When using METHODS 1 and 2 you can define encrypted properties in any of the PropertySource contained in the Environment. For instance, using the @PropertySource annotation:
@SpringBootApplication
@EnableEncryptableProperties
@PropertySource(name="EncryptedProperties", value = "classpath:encrypted.properties")
public class MyApplication {
...
}
And your encrypted.properties file would look something like this:
secret.property=ENC(nrmZtkF7T0kjG/VodDvBw93Ct8EgjCA+)
Now when you do environment.getProperty("secret.property")
or use @Value("${secret.property}")
what you get is the decrypted version of secret.property
.
When using METHOD 3 (@EncryptablePropertySource
) then you can access the encrypted properties the same way, the only difference is that you must put the properties in the resource that was declared within the @EncryptablePropertySource
annotation so that the properties can be decrypted properly.

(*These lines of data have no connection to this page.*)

PR #790, opened 2023-01-14
Task completed. Class ArrayList and its methods implemented

Oleh8:


src/main/java/core/basesyntax/ArrayList.java
```diff
@@ -1,48 +1,115 @@
...
+        }
         return null;
     }
 
     @Override
     public T remove(T element) {
-        return null;
+        for (int i = 0; i < actualSize; i++) {
+            if (arrayOfElements[i] == element || arrayOfElements[i] != null
+                    && arrayOfElements[i].equals(element)) {
```
karma-o, line 78: just to be sure :)
```suggestion
            if (arrayOfElements[i] == element || element != null
                    && element.equals(arrayOfElements[i])) {
```

src/main/java/core/basesyntax/ArrayList.java
```diff
@@ -1,48 +1,115 @@
...
+        return true;
+    }
+
+    private void increaseCapacity() {
+        T[] temporaryArray = (T[]) new Object[(int) (arrayOfElements.length * INCREASE_RATE)];
+        System.arraycopy(arrayOfElements, 0, temporaryArray, 0, actualSize);
+        arrayOfElements = temporaryArray;
+    }
+
+    private T removeElementAndResize(int index) {
```
karma-o, line 108: as said earlier, you are not actually changing the size of the array, so the naming is a bit off.
Also, this method is an exact duplicate of `remove(index)`, and is not used anywhere, so remove it

karma-o (approved):
Approved assuming you will fix the comments

PR #793, opened 2023-01-18
Overrode all methods

OleksiiKlymenko:


src/main/java/core/basesyntax/ArrayList.java
```diff
@@ -1,48 +1,103 @@
 package core.basesyntax;
 
+import java.util.NoSuchElementException;
+
 public class ArrayList<T> implements List<T> {
+
+    public static final int DEFAULT_SIZE = 10;
+    public static final double INCREASE = 1.5;
```
```suggestion
    public static final double GROW_FACTOR = 1.5;
```

src/main/java/core/basesyntax/ArrayList.java
```diff
@@ -1,48 +1,103 @@
 package core.basesyntax;
 
+import java.util.NoSuchElementException;
+
 public class ArrayList<T> implements List<T> {
+
```
okuzan, line 6: delete line

src/main/java/core/basesyntax/ArrayList.java
```diff
@@ -1,48 +1,103 @@
...
+    public ArrayList() {
+        this.elementData = (T[]) new Object[DEFAULT_SIZE];
+    }
+
     @Override
     public void add(T value) {
-
+        if (size == elementData.length) {
+            increaseArray();
+        }
```
okuzan, line 20: move this check inside increaseArray() if it's only ever called on this condition

src/main/java/core/basesyntax/ArrayList.java
```diff
@@ -1,48 +1,103 @@
...
+        System.arraycopy(elementData, index, elementData, index + 1, size - index);
+        elementData[index] = value;
+        size++;
     }
 
     @Override
     public void addAll(List<T> list) {
+        if (list == null) {
+            return;
+        }
```
okuzan, line 43: it's better to let it crash with NPE than silently return, addAll(null) isn't some normal expected behavior to handle

src/main/java/core/basesyntax/ArrayList.java
```diff
@@ -1,48 +1,103 @@
...
     }
 
     @Override
     public void add(T value, int index) {
-
+        if (index == size) {
+            add(value);
+            return;
+        }
+        checkIndex(index);
```
okuzan, line 30: here we need a different check,   with this condition: if (index < 0 || index > size) {

src/main/java/core/basesyntax/ArrayList.java
```diff
@@ -1,48 +1,103 @@
...
+        return size;
     }
 
     @Override
     public boolean isEmpty() {
-        return false;
+        return size == 0;
+    }
+
+    private void increaseArray() {
```
```suggestion
    private void growArray() {
```

okuzan (changes requested):

src/main/java/core/basesyntax/ArrayList.java
OleksiiKlymenko: If honestly I do not understand why we need it. 
checkIndex checks index and then works.

if I change "(index < 0 || index > size)" tests don't pass

In checkIndex I have "index < 0 || index >= size" and it works
Why is it wrong?

andriy-shulepa: `        if (index < 0 || index > size) {
            throw new ArrayListIndexOutOfBoundsException(YOUR_MESSAGE);
        }
// other logic
`

It should work in such way

OleksiiKlymenko: Oh, thank you, got it
I've thought I need to add it in another block of code))

src/main/java/core/basesyntax/ArrayList.java
```diff
@@ -1,48 +1,105 @@
...
     public void add(T value, int index) {
-
+        if (index == size) {
+            add(value);
+            return;
+        }
+        if (index < 0 || index > size) {
+            throw new ArrayListIndexOutOfBoundsException("Index " + index + " is invalid");
+        }
+        if (elementData.length == size) {
```
okuzan, line 31: you already check this inside the method, delete this

src/main/java/core/basesyntax/ArrayList.java
```diff
@@ -1,48 +1,105 @@
...
+            growArray();
+        }
+        System.arraycopy(elementData, index, elementData, index + 1, size - index);
+        elementData[index] = value;
+        size++;
     }
 
     @Override
     public void addAll(List<T> list) {
+        if (list == null) {
```
okuzan, line 41: it will crash with NPE inside for loop when .size() method will be called on null, so this doesn't add much tbh, delete the check

src/main/java/core/basesyntax/ArrayList.java
```diff
@@ -1,48 +1,105 @@
...
+        if (size == elementData.length) {
+            T[] newArray = (T[]) new Object[(int) (elementData.length * GROW_FACTOR)];
+            System.arraycopy(elementData, 0, newArray, 0, elementData.length);
+            elementData = newArray;
+        }
+    }
+
+    private void checkIndex(int index) {
+        if (index < 0 || index >= size) {
+            throw new ArrayListIndexOutOfBoundsException("Index is invalid");
```
okuzan, line 102: add index and size

okuzan (changes requested):

okuzan (approved):
Good job!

Jasypt uses an StringEncryptor
to decrypt properties. For all 3 methods, if no custom StringEncryptor
is found in the Spring Context, one is created automatically that can be configured through the following properties (System, properties file, command line arguments, environment variable, etc.):
Key | Required | Default Value |
jasypt.encryptor.password | True | - |
jasypt.encryptor.algorithm | False | PBEWithMD5AndDES |
jasypt.encryptor.keyObtentionIterations | False | 1000 |
jasypt.encryptor.poolSize | False | 1 |
jasypt.encryptor.providerName | False | SunJCE |
jasypt.encryptor.saltGeneratorClassname | False | org.jasypt.salt.RandomSaltGenerator |
jasypt.encryptor.stringOutputType | False | base64 |
jasypt.encryptor.proxyPropertySources | False | false |
The only property required is the encryption password, the rest could be left to use default values. While all this properties could be declared in a properties file, the encryptor password should not be stored in a property file, it should rather be passed as system property, command line argument, or environment variable and as far as its name is jasypt.encryptor.password
it'll work.
The last property, jasypt.encryptor.proxyPropertySources
is used to indicate jasyp-spring-boot
how property values are going to be intercepted for decryption. The default value, false
uses custom wrapper implementations of PropertySource
, EnumerablePropertySource
, and MapPropertySource
. When true
is specified for this property, the interception mechanism will use CGLib proxies on each specific PropertySource
implementation. This may be useful on some scenarios where the type of the original PropertySource
must be preserved.
For custom configuration of the encryptor and the source of the encryptor password you can always define your own StringEncryptor bean in your Spring Context, and the default encryptor will be ignored. For instance:
@Bean
static public StringEncryptor stringEncryptor() {
PooledPBEStringEncryptor encryptor = new PooledPBEStringEncryptor();
SimpleStringPBEConfig config = new SimpleStringPBEConfig();
config.setPassword("password");
config.setAlgorithm("PBEWithMD5AndDES");
config.setKeyObtentionIterations("1000");
config.setPoolSize("1");
config.setProviderName("SunJCE");
config.setSaltGeneratorClassName("org.jasypt.salt.RandomSaltGenerator");
config.setStringOutputType("base64");
encryptor.setConfig(config);
return encryptor;
}
The jasypt-spring-boot-demo folder contains a working Spring Boot app example. The Demo app explicitly sets a System property with the encryption password before the app in runned. To have a little more realistic scenario try removing the line where the system property is set, build the app with maven, and the run:
java -jar target/jasypt-spring-boot-demo-0.0.1-SNAPSHOT.jar --jasypt.encryptor.password=password
And you'll be passing the encryption password as a command line argument. Run it like this:
java -Djasypt.encryptor.password=password -jar target/jasypt-spring-boot-demo-0.0.1-SNAPSHOT.jar
And you'll be passing the encryption password as a System property.